Terminating Layer 3 at the access / ToR has clear advantages and disadvantages. Other advantages include the reduction in the size of the broadcast domain but this comes at the cost of reducing the mobility domain across which VM’s can be moved. Terminating L3 at the accesses can also result in sub-optimal routing because there will be hair pinning or traffic tromboning of across-subnet traffic taking multiple and unnecessary hops across the data center fabric.
What has the industry introduced to overcome these limitations and address the new challenges? – Overlay Networking
In its simplest form, an overlay is a dynamic tunnel between two endpoints that enables Layer 2 frames to be transported between those endpoints. These overlay based technologies provide a level of indirection that enables switch table sizes to not increase in the order of the number of end hosts that are supported.

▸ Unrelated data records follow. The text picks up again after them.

PR #11580, opened 2019-04-26
Improvements to signup epilogue accessibility

### LINKED ISSUE #11490: New Account VoiceOver: TextField cells could read out the current value when the label is selected
Steps to reproduce:

1. Log out of the WPiOS app.
1. Follow the prompts until you reach the "New Account" screen.
1. Tap each of the text field labels and then fill them out.

Result: when the label is selected, the current value is not read. ([26s](https://cloudup.com/cuJ4wNNHBQ7))

new-account-text-fields

stevebaranski:
Fixes #11490, via the following changes:

- Applied "extract method" refactoring* to the existing configuration of cell accessory view & text content type.
- Although there is a low likelihood of cell reuse on this table, implemented `prepareForReuse()` to reset existing cell configuration to "known, good" state.
- Disabled `isAccessibilityElement` of the cell's label, as its value is now read implicitly.
- Set `accessibilityTraits` of `username` cell configuration to reflect that it's a button. This is consistent with other parts of the app (e.g., `MyProfileViewController`) where the value is _not_ edited inline.
- Modified the cell's `accessibilityLabel` to read back contents of the label & the current text field value, as applicable (i.e., for `displayName` & `username` types, but _not_ the `password`).

In the future, it might be worthwhile to further specialize `SignupEpilogueCell` into separate cells for each particular type.

_*It can be argued that this is not really refactoring without tests to validate the behavior before & after the change._

To test:
- Replicate the steps in the issue with VoiceOver, and verify that the desired accessibility behavior is observed.

Update release notes:

### DIFF
--- a/WordPress/Classes/ViewRelated/NUX/SignupEpilogueCell.swift
+++ b/WordPress/Classes/ViewRelated/NUX/SignupEpilogueCell.swift
@@ -31,6 +31,34 @@ class SignupEpilogueCell: UITableViewCell {
 
         accessoryType = .none
         cellField.textContentType = nil
+        isAccessibilityElement = false
+    }
+
+    override var accessibilityLabel: String? {
+        get {
+            let emptyValue = NSLocalizedString("Empty", comment: "Accessibility value presented in the signup epilogue for an empty value.")
+            let secureTextValue = NSLocalizedString("Secure text", comment: "Accessibility value presented in the signup epilogue for a password value.")
+
+            let labelValue = cellLabel.text ?? emptyValue
+
+            let fieldValue: String
+            if let cellText = cellField.text, !cellText.isEmpty {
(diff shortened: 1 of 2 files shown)


stevebaranski:
@etoledom thanks for the thorough review. I have pushed a few commits that I think tidy this up.

1. I reverted the bulk of the accessibility changes in the original PR.
1. Addressed the "old/new value updating" phenomena you observed. I failed to update the `accessibilityLabel` upon updates to the text field. The revisions simply override the `accessibilityLabel` of the cell.
1. Because the username field still transitions to another screen for editing (ala _My Profile_), we still need to conditionally update the a11y attributes in that particular case.

I believe the editing UX regression has been addressed with this changes. Can you double-check that on your end, please? Thank you!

The types of overlays that exist today are Fabric Path, THRILL, LISP, VXLAN, NVGRE, OTV, PBB and Shorted Path Bridging. They are essentially virtual networks that sit on top of a physical network, often the physical network not being aware of the existence of the virtual layer above it.
Fabric Path is a Layer 2 technology that provides Layer 3 benefits such as multipathing to the classical Layer 2 networks by using IS-IS at Layer 2. This eliminates the need for spanning tree protocol, thereby avoiding the pitfalls of having large Layer 2 networks. As a result, Fabric Path enables massive Layer 2 network that support multipath ( ECMP ). THRILL is an IEEE standard that, like Farbic Path, is a Layer 2 technology which provides the same Layer 3 benefits as Fabric Path to the Layer 2 networks by using IS-IS. LISP is popular in Active / Active data centers for DCI route optimization/mobility and separates the location and the identifier ( EID ) of host which allow VMs to move across subnet boundaries while keeping the endpoint identification. Popular encapsulation formats include VXLAN ( proposed by Cisco and Vmware ), and STT ( originally created by Nicira but will be deprecated over time as VXLAN comes to dominate ). OTV is a Cisco proprietary innovation in the Data Center Interconnect ( DCI ) space for enabling Layer 2 extension across data center sites. While Fabric Path can be used as a DCI technology over short distances with dark fiber, OTV has been specifically designed for the DCI while Fabric Path is primarily used for intra DC communications. Failure boundary and site independence are preserved in OTV networks because OTV uses a control plane protocol to sync MAC addresses between sites and prevents unknown unicast floods. Recent IOS versions have the ability to allow unknown unicast floods for certain VLANs, which is not available if you are using Fabric Path as the DCI technology.
Another potential trade-off between control plane scaling, Layer 2 VM mobility and optimal ingress / egress traffic flow would be Software-Defined-Networking ( SDN ). SDN at a basic level can be used to create direct paths through the network fabric to effectively achieve isolation of private networks. An SDN network allows you to choose the correct forwarding information on a per flow basis and this per flow optimization eliminates the need to have VLAN separation in the data center fabric. Instead of using VLANs to enforce traffic separation, the SDN controller has a set of policies that can allow traffic to be forwarding from a particular source to destination.